Article Preview
TopExisting DT algorithms are usually implemented with “black-box”- approach. Thereby the user specifies input data and parameters used for definition of appropriate model. Induction procedure is hidden from the user. The user has no possibility to change algorithms in order to improve such results. These algorithms are very hard to analyze and evaluate, because it is hard to determine which part of the algorithm had influence on its performance. Certain part of the algorithm is the best with one data set, while with the other data set, corresponding part of some other algorithm can be better. In this approach performance testing of different parts of algorithms over data sets, as well as combination of the most efficient parts from different algorithms, are not possible. Better performance with these algorithms can be achieved with incremental improvement of existing algorithms.

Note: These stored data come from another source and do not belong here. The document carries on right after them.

PR #1483, opened 2024-08-07
Import RIC data & the rest of rodata

sonicdcer:
co-authored-by: @DerpPrincess


src/ric/d_18C40.c
```diff
@@ -0,0 +1,330 @@
...
+    0x0000, 0x0000, 0x0000, 0x015F, 0x0100, 0x0100, 0x7000, 0x0000, 0x0031,
+    0x0200, 0x0000, 0x0000, 0x0000, 0x015F, 0x0200, 0x0800, 0x0800, 0x7007,
+    0x0031, 0x0200, 0x0000, 0x0000, 0x0000, 0x0102, 0x0100, 0x0100, 0x0100,
+    0x0000, 0x0031, 0x0200, 0x0000, 0x0000, 0x0000, 0x015F, 0x00C0, 0x00C0,
+    0x0100, 0x0010, 0x0031, 0x0200, 0x0008, 0x0000, 0x0008, 0x0165, 0x0100,
+    0x0100, 0x0100, 0x7007, 0x0051, 0x0200, 0x0000, 0x0000, 0x0000, 0x0168,
+    0x7100, 0x7100, 0x0200, 0x7007, 0x0031, 0x0200,
+};
+
+Point16 D_8015519C[] = {
```
sozud, line 199: This and  `D_80155244` seem out of sync despite referring to the same data? I'm thinking D_8015519C may be shorter than this and only goes up to before 0x18
```
    loadedParams = &D_8015519C[upperparams >> 8];
    rScale = loadedParams[2];
    gScale = loadedParams[3];
    bScale = loadedParams[4];
    gOffset = loadedParams[0];
    bOffset = loadedParams[1];
```
It would be good to check what the possible values for upperparams are.

src/ric/d_18C40.c
```diff
@@ -0,0 +1,330 @@
...
+    {256, 0},       {0, 0},       {256, 28672}, {28672, 512}, {0, 0},
+    {28928, 28928}, {256, 4096},  {0, 0},       {28928, 256}, {28672, 2048},
+    {0, 0},         {256, 28928}, {256, 1024},  {1280, 2560}, {256, 256},
+    {256, 256},     {1280, 2560}, {256, 512},   {28928, 256}, {-2, -24},
+    {0, -8},        {2, 8},       {0, 24},      {6, -12},     {8, 0},
+    {7, 12},        {-8, -12},    {-9, 0},      {-7, 12},     {-14, -6},
+    {-15, 7},       {13, -7},     {16, 8},      {-7, -22},    {6, -21},
+    {-8, 21},       {7, 22}};
+
+Point16* D_80155244[] = {
```
sozud, line 210: Usage looks like this:
```
        offset = D_80155244[i * 3];
            size = SquareRoot12(
                ((offset->x * offset->x) + (offset->y * offset->y)) << 0xC);

            offset = D_80155244[i * 3 + 1];
            size = SquareRoot12(
                ((offset->x * offset->x) + (offset->y * offset->y)) << 0xC);
       
            offset = D_80155244[i * 3 + 2];
            size = SquareRoot12(
                ((offset->x * offset->x) + (offset->y * offset->y)) << 0xC);
```

Not totally sure how to reconcile this with `D_8015519C`. I'm thinking starting from `&D_8015519C[0x18]` it's not actually a part of D_8015519C and should be separate elements

tools/maspsx
sozud, line 1: Are maspsx changes intended to be here?

src/ric/d_18C40.c
bismurphy: > It would be good to check what the possible values for upperparams are.

I did some analysis, here's my full thinking. Skip to the bottom for my personal conclusion on the size.

The EntityShrinkingPowerUpRing is made by an entity factory.

EntityEntFactory controls its child's params like this:

newEntity->params = self->ext.factory.unkA0

if self->ext.factory.unkA2 != 0{
    newEntity->params += self->ext.factory.unkA6
} else {
    newEntity->params += i
}

First let's look at that second portion. What's unkA2? That comes from the blueprint. We're using RIC blueprints 36 through 39.
unkA2 comes from the start of EntityEntFactory, and appears to be unk2, bit 6. For those blueprints, that value is TRUE. So we're doing += unkA6. That doesn't appear to be set anywhere, so it would always be zero. So all we worry about is the unkA0.
That directly comes from the FACTORY() call. If we use FACTORY(0x400), then the upperparams becomes 0x400.

For calls to FACTORY in RIC, I've searched for blueprints 36 through 39, and it appears that they are only 0, 0x100, 0x200, 0x300, and 0x400.

This indicates that D_8015519C has a length of 5 or more, since we're using elements 0, 1, 2, 3, and 4.

It's possible I missed something somewhere in this analysis, but that's at least my starting point for anyone else to build on.

src/ric/d_18C40.c
```diff
@@ -0,0 +1,330 @@
...
+    0x0001, 0x000A, 0x0001, 0x000B, 0x0001, 0x000C, 0x0001, 0x000D, 0x0001,
+    0x000E, 0x0001, 0x000F, 0x0001, 0x0010, 0x0001, 0x0011, 0x0001, 0x0012,
+    0x0001, 0x0013, 0x0001, 0x0014, 0x0001, 0x0015, 0x0001, 0x0016, 0x0001,
+    0x0017, 0x0001, 0x0018, 0xFFFF, 0x0000,
+};
+
+u8 D_80154CE4[] = {0x02, 0x09, 0x03, 0x0A, 0x01, 0x08, 0x04, 0x0B,
+                   0x00, 0x07, 0x05, 0x0C, 0x06, 0x0D, 0x00, 0x00};
+
+u8 D_80154CF4[] = {
```
sozud, line 25: Seems this is supposed to be length 10
```
            for (i = paramsLo * 2; i < 10; i++) {
                if (g_Player.colliders3[D_80154CF4[i]].effects & 3) {
                    break;
                }
            }
```

src/ric/d_18C40.c
```diff
@@ -0,0 +1,330 @@
...
+
+    0x01, 0x01, 0xFE, 0xFF, 0x33, 0x00, 0x07, 0x00, 0x00, 0x00, 0x80, 0x0C,
+    0x06, 0xC0, 0xC0, 0xC0,
+
+    0x02, 0x02, 0x02, 0x00, 0x7B, 0x00, 0x08, 0x00, 0x00, 0x00, 0x80, 0x08,
+    0x10, 0x7F, 0x7F, 0x7F,
+
+    0x01, 0x01, 0x02, 0x00, 0x33, 0x00, 0x09, 0x00, 0x00, 0x00, 0x80, 0x08};
+
+unkStr_8011E4BC* D_80154DA0[] = {
```
sozud, line 58: I think this one is also wrong, if the first array is size 10, then I think 0xc would be the next offset. So the previous array starting from offset 0xc should be `unkStr_8011E4BC`s

src/ric/319C4.c
```diff
@@ -2106,6 +2106,9 @@ void EntitySubwpnBible(Entity* self) {
     }
 }
 
+const SVECTOR D_80156C50 = {0x0000, 0x0000, 0x0000, 0x0000};
+const SVECTOR D_80156C58 = {0xFFA0, 0x0000, 0x0000, 0x0000};
+
```
hohle, line 2111: `static` and remove from `ric.h`?

src/ric/319C4.c
```diff
@@ -2148,7 +2151,7 @@ void EntityGiantSpinningCross(Entity* self) {
         self->ext.giantcross.unk7E = 0x400;
         g_api.PlaySfx(0x661);
         self->step++;
-        primUVCoords = &D_8015635C[0][0];
+        primUVCoords = &D_8015635C[0];
```
hohle, line 2154: This should be assignable without a reference to the first element - `primUVCoords = D_8015635C`.

src/ric/d_00000.c
```diff
@@ -0,0 +1,17 @@
...
+PlayerOvl RichterBelmont[] = {
+    /* 0x00 */ UpdateEntityRichter,
+    /* 0x04 */ func_80156F40,
+    /* 0x08 */ func_801603C4,
+    /* 0x0C */ func_8015E7B4,
+};
+
+s32* D_8013C010[4] = {
+    &D_8013C010[LEN(D_8013C010)], &D_8013C010[LEN(D_8013C010)],
+    &D_8013C010[LEN(D_8013C010)], &D_8013C010[LEN(D_8013C010)]};
```
hohle, line 17: I believe the symbol `g_richter_spritesheet` resolves to `0x8013C020` (i.e. `&D_8013C010[LEN(D_8013C010)]`) at build time.

src/ric/2A060.c
```diff
@@ -700,26 +700,16 @@ void func_8016779C(Entity* entity) {
...
-     */
     if (g_Player.unk46 != 0) {
         if (entity->step == 0) {
             entity->flags = FLAG_UNK_20000 | FLAG_UNK_40000 |
                             FLAG_UNK_04000000 | FLAG_UNK_10000;
         }
         if (!(entity->params & 0xFF00)) {
-            *(&PLAYER.palette +
-              (*(&D_80155D30 + (entity->animFrameDuration)) * 0x5E)) = 0x8140;
+            g_Entities[D_80155D30[entity->animFrameDuration]].palette = 0x8140;
```
hohle, line 710: `PAL_OVL` macro

config/symbols.us.ric.txt
```diff
@@ -1,2 +1,11 @@
...
 g_RicFactoryBlueprints = 0x80154A6C;
+D_80154CF4 = 0x80154CF4;
+D_80154E5C = 0x80154E5C;
+D_8015519C = 0x8015519C;
+D_80155368 = 0x80155368;
+D_80155964 = 0x80155964;
+D_80155D9C = 0x80155D9C; // type:s32 size:0x40
+D_80155DDC = 0x80155DDC; // type:u16 size:0x60
 UpdateEntityRichter = 0x80157BFC;
+D_80155EFC = 0xD_80155EFC; // type:s16 size:0x180
```
Xeeynamo, line 11:
```suggestion
g_RicFactoryBlueprints = 0x80154A6C;
UpdateEntityRichter = 0x80157BFC;
```
Why are those symbols needed?

src/ric/d_18C40.c
```diff
@@ -0,0 +1,330 @@
...
+    0xFFFD0000,
+    0xFFFDAAAB,
+};
+
+s32 D_80154ED4[] = {
+    0x00010004, 0x00020004, 0x00030004, 0x00040004, 0x00050004,
+    0x00060004, 0x00070004, 0x00080004, 0x00000000,
+};
+
+s32 D_80154EF8[] = {
```
Xeeynamo, line 154:
```suggestion
s32 D_80154EF8[] = {
```
This is an array of `AnimationFrame`

src/ric/d_18C40.c
```diff
@@ -0,0 +1,330 @@
...
+    {0, 0},         {256, 28928}, {256, 1024},  {1280, 2560}, {256, 256},
+    {256, 256},     {1280, 2560}, {256, 512},   {28928, 256}, {-2, -24},
+    {0, -8},        {2, 8},       {0, 24},      {6, -12},     {8, 0},
+    {7, 12},        {-8, -12},    {-9, 0},      {-7, 12},     {-14, -6},
+    {-15, 7},       {13, -7},     {16, 8},      {-7, -22},    {6, -21},
+    {-8, 21},       {7, 22}};
+
+Point16* D_80155244[] = {
+    &D_8015519C[0x18], // + 0x60
+    &D_8015519C[0x1C], // + 0x70
```
Xeeynamo, line 212:
```suggestion
    &D_8015519C[0x1C],
```
any reason to leave those comments? They seem to be redundant with the index value already defined

src/ric/d_19C70.c
```diff
@@ -0,0 +1,114 @@
...
+    0x0002, 0x0002, 0x0002, 0x0003, 0x0002, 0x0004, 0x0000, 0x0000};
+
+s16 D_80155D64[4][6] = {
+    {
+        0x0002,
+        0xFFFE,
+        0x0000,
+        0xFFFC,
+        0x0000,
+        0x0000,
```
Xeeynamo, line 43:
```suggestion
        2, -2, 0, -4, 0, 0,
```
all the values from this array are signed

src/ric/d_19EE0.c
```diff
@@ -0,0 +1,362 @@
...
+s32 D_80155EE0[] = {0x00000F80, 0x00000100, 0x00000700, 0x00000880};
+
+s16 D_80155EF0[] = {0x0400, 0x06AB, 0x0955, 0x0C00, 0x0EAB, 0x1155};
+
+SVECTOR D_80155EFC = {
+    0xFFF8,
+    0xFFB8,
+    0xFFFC,
+    0x0000,
+};
```
Xeeynamo, line 12:
```suggestion
SVECTOR D_80155EFC = { -8, -72, -4 };
```
same for the other `SVECTOR`s

Xeeynamo (commented):
Looks good so far. There are quite a good amount of feedback so far, I hope you do not find it overwhelming. Let us know if you need additional help.

src/ric/d_18C40.c
sonicdcer: Yes, this is definitely wrong, it was a pain to make it work tho, you have to be very careful with the array and struct sizes otherwise the compiler will generate padding for the missing data. I'll take a second look.

src/ric/319C4.c
DerpPrincess: It's good to have an indicator that this is an array at first glance

src/ric/d_00000.c
DerpPrincess: It can't be used because g_richter_spritesheet needs to be defined in symbols.us.ric.txt for the linker to even know which address it corresponds to; which we did, at first, but the linter removes it from the txt file, so we were instructed by Xeeynamo to do the above

src/ric/d_18C40.c
DerpPrincess: Sonic will resolve

src/ric/d_18C40.c
sonicdcer: As you can see, and Sozud pointed out, there's something wrong with that array configuration so i'm leaving those comments there to help resolution.

tools/maspsx
DerpPrincess: I think that was an error on my part... wasn't intended no

src/ric/d_19EE0.c
```diff
@@ -0,0 +1,154 @@
...
+
+SVECTOR D_80155F84 = {24, -32, -4, 0};
+
+SVECTOR D_80155F8C = {-24, -16, -4, 0};
+
+SVECTOR D_80155F94[] = {24, -16, -4, 0, -24, 0, -4, 0};
+
+SVECTOR D_80155FA4 = {-8, 0, -4, 0};
+
+SVECTOR D_80155FAC[] = {8, 0, -4, 0, 24, 0, -4, 0};
```
sozud, line 45: SVECTOR is
```
typedef struct {
    short vx, vy, vz; // Vector coordinates
    short pad;        // System reserved
} SVECTOR;            // size = 0x8
```

The usage looks like
```
    vectors_ptr = &D_8015607C;
    gte_stsxy2(&prim->x0);
    gte_stszotz(&z);
    self->hitboxOffX = prim->x0 - self->posX.i.hi;
    self->hitboxOffY = prim->y0 - self->posY.i.hi;
    for (i = 0; i < 46; i++, prim = prim->next, vectors_ptr += 4) {
        gte_ldv3(vectors_ptr[0], vectors_ptr[1], vectors_ptr[3]);
        gte_rtpt();
        temp_a3 = vectors_ptr[2];
```

image

So I don't think these ones are arrays, probably unused data

sonicdcer: Addressed

sozud (approved):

One of the first “black-box” DT algorithms is ID3 (Quinlan, 1986). This algorithm works only with categorical variables, it is based on “multi-way”-split and it uses “Information Gain”- measure for split quality. This evaluation measure is biased towards choosing attributes with more categories. Breiman, Friedman, Stone and Olshen (1984), proposed CART algorithm which works with both categorical and numerical variables, and for split evaluation it uses “Gini” measure. The algorithm supports only “binary”- splits. Algorithm C4.5 (Quinlan, 1993) is improvement of ID3 algorithm which can work both, with categorical and numerical data. It uses “multi-way”- split for categorical, and “binary” for numerical data. For split evaluation it uses “Gain Ratio”-measure, which is not biased towards attributes with several categories. It also includes three pruning algorithms: reduced error pruning, pessimistic error pruning and error based pruning. CHAID algorithm was proposed by Kass (1980). In this algorithm Chi-square test is used for evaluation of the split quality. QUEST algorithm (Loah & Shih, 1997), uses removal of insignificant attributes with chi-square test, for categorical, and ANOVA f-test, for numerical data.